Write out all of the data without omission, exactly as shown.

Collected data entries
┏━━
PR #3547, opened 2025-06-10
Containerfile: switch to quay.io/fedora/fedora-bootc

jlebon:
Now that we have bootc-base-imgectl in the canonical fedora-bootc image, we can just use that instead. That image also has all the arches which would be a blocker to turning this on for rawhide.

### DIFF
--- a/Containerfile
+++ b/Containerfile
@@ -8,13 +8,9 @@
 
 # This is the developer default version. In pipelines, this is driven by versionary.
 ARG VERSION="42"
-# XXX: This uses the Konflux-built version until it takes over from pungi and
-# shows up at the official quay.io/fedora/fedora-bootc endpoint since the latter
-# doesn't yet have bootc-base-imagectl.
-# https://gitlab.com/fedora/bootc/base-images/-/issues/44
-# XXX: Note also this should be a digested pull that gets bumped.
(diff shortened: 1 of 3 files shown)


Containerfile
```diff
@@ -8,13 +8,9 @@
...
 ARG VERSION="42"
-# XXX: This uses the Konflux-built version until it takes over from pungi and
-# shows up at the official quay.io/fedora/fedora-bootc endpoint since the latter
-# doesn't yet have bootc-base-imagectl.
-# https://gitlab.com/fedora/bootc/base-images/-/issues/44
-# XXX: Note also this should be a digested pull that gets bumped.
+# XXX: This should be a digested pull that gets bumped.
 # https://gitlab.com/fedora/bootc/tracker/-/issues/34
-ARG BUILDER_IMG=quay.io/bootc-devel/fedora-bootc-42-standard:latest
+ARG BUILDER_IMG=quay.io/fedora/fedora-bootc:42
```
dustymabe, line 13: Is this the standard image that includes `python`?

dustymabe (approved):
LGTM

Containerfile
jlebon: Yup!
┗━━
Result of the exercise:
PR #3547, opened 2025-06-10
Containerfile: switch to quay.io/fedora/fedora-bootc

jlebon:
Now that we have bootc-base-imgectl in the canonical fedora-bootc image, we can just use that instead. That image also has all the arches which would be a blocker to turning this on for rawhide.

### DIFF
--- a/Containerfile
+++ b/Containerfile
@@ -8,13 +8,9 @@
 
 # This is the developer default version. In pipelines, this is driven by versionary.
 ARG VERSION="42"
-# XXX: This uses the Konflux-built version until it takes over from pungi and
-# shows up at the official quay.io/fedora/fedora-bootc endpoint since the latter
-# doesn't yet have bootc-base-imagectl.
-# https://gitlab.com/fedora/bootc/base-images/-/issues/44
-# XXX: Note also this should be a digested pull that gets bumped.
(diff shortened: 1 of 3 files shown)


Containerfile
```diff
@@ -8,13 +8,9 @@
...
 ARG VERSION="42"
-# XXX: This uses the Konflux-built version until it takes over from pungi and
-# shows up at the official quay.io/fedora/fedora-bootc endpoint since the latter
-# doesn't yet have bootc-base-imagectl.
-# https://gitlab.com/fedora/bootc/base-images/-/issues/44
-# XXX: Note also this should be a digested pull that gets bumped.
+# XXX: This should be a digested pull that gets bumped.
 # https://gitlab.com/fedora/bootc/tracker/-/issues/34
-ARG BUILDER_IMG=quay.io/bootc-devel/fedora-bootc-42-standard:latest
+ARG BUILDER_IMG=quay.io/fedora/fedora-bootc:42
```
dustymabe, line 13: Is this the standard image that includes `python`?

dustymabe (approved):
LGTM

Containerfile
jlebon: Yup!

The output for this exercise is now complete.